Responsable mais pas blâmable

La thèse de l'imputabilité stricte (Strict Answerability Thesis) soutient qu'une personne peut être moralement responsable d'un préjudice, et donc devoir y répondre, même si elle n'est pas blâmable[1]. Cela explique pourquoi des agents comme le chauffeur de camion de Williams – qui, sans faute de sa part, tue accidentellement un enfant – sont tenus de s'excuser, illustrant une responsabilité « faible » distincte de la blâmabilité[2].

Cependant, cette thèse crée une asymétrie problématique entre la responsabilité négative (mauvaise action) et positive (bonne action). Contrairement à la responsabilité négative, la responsabilité positive ne semble pas impliquer l'obligation de répondre : on n'a pas l'obligation de répondre de l'action d'avoir sauvé un enfant. La difficulté à l'heure de définir la responsabilité positive rend invraisemblable qu'elle puisse exister en étant distincte de la louabilité.

Trois solutions émergent : (1) accepter l'asymétrie en limitant la thèse de l'imputabilité stricte aux mauvaises actions[3] ; (2) rejeter la thèse pour sauvegarder la symétrie ; ou (3) conserver cette thèse tout en défendant une symétrie partielle, ce que je soutiens. Cela implique que l'on peut être responsable d'une bonne action sans être louable.

La responsabilité négative et positive se caractérisent par l'obligation de répondre de son action mais l'ambiguïté de « répondre » est clé.
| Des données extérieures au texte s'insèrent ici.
PR #557, opened 2024-04-25
Allow chain IDs with more than one character in PDB structures

GabiAxel:
Chain IDs with more than one character do exist in deposited PDB structures and therefore should be allowed in the library.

Dans la responsabilité négative, cela implique reconnaitre son imputabilité et exprimer son regret, mais cela n'implique pas expliciter ses excuses, c'est-è-dire, les considérations qui bloquent sa blâmabilité. Le chauffeur de camion pourrait se laisser blâmer injustement sans pour autant enfreindre une obligation morale. Le contraire est vrai pour la responsabilité positive. Un agent responsable d'une bonne action n'est pas obligé de reconnaitre son imputabilité, mais il a l'obligation morale de rendre explicites les facteurs qui bloquent sa louabilité. Cette approche maintient la thèse de l'imputabilité stricte tout en défendant une symétrie conceptuelle entre responsabilité positive et négative.
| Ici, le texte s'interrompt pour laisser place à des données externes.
PR #577, opened 2024-05-31
Fix slicing with annotation on minus strand

trichter:
Hi! This is an awesome project! Very nice work.

I stumbled upon a small bug. The `sorted_locs` variable is not used in `annotation.py`. The effect is that, when slicing with a feature with at least two locations on the minus strand, we get the wrong sequence.

I added a test to demonstrate the problem and fixed it.


padix-key (approved):
Looks good to me, thanks for the fix!

PR #884, opened 2020-01-22
[CDC]: Do not claim AT-protocol in CDC interface descriptor

matthijskooijman:
The CDC code presents itself as a virtual serial port. However, it also
sets the "bFunctionProtocol" value to 1, which means it supports
AT-commands, which is not actually the case. This might cause problems
with some software, such as ModemManager.

Originally, ModemManager would be very liberal with probing serial
devices, using a blacklist to prevent probing non-modems such as
Arduinos.

Since version 1.7.990, it has supported a "strict" mode where it tries to be
more restrained in what devices it probes. For CDC ACM devices, this
means it will only probe devices that claim to support AT-commands.
However, it also stopped applying the blacklist (intending to eventually
remove the blacklist), meaning it would end up probing these serial ports.

This new strict policy is not the upstream default, but is enabled in
Debian (since Buster) and Ubuntu (since bionic 18.04.2). Later versions
of ModemManager make an exception for single-port Serial devices making this
less of a problem, but best to also fix the descriptor.

For the equivalent change in the Arduino AVR core, see:
https://github.com/arduino/ArduinoCore-avr/pull/92


fpistm:
Thanks @matthijskooijman 
I will tr to review it soon.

[1] Voir Kiener, M. (2024). Strict Moral Answerability. Ethics134(3), 360–386 et Duff, A. (2007). Answering for Crime: Responsibility and Liability in the Criminal Law. Hart.

[2] Williams, B. (1981). Moral Luck: Philosophical Papers 1973–1980. Cambridge University Press.

[3] Comme le fait Austin, J. (1957). A Plea for Excuses. Proceedings of the Aristotelian Society57, 1–30.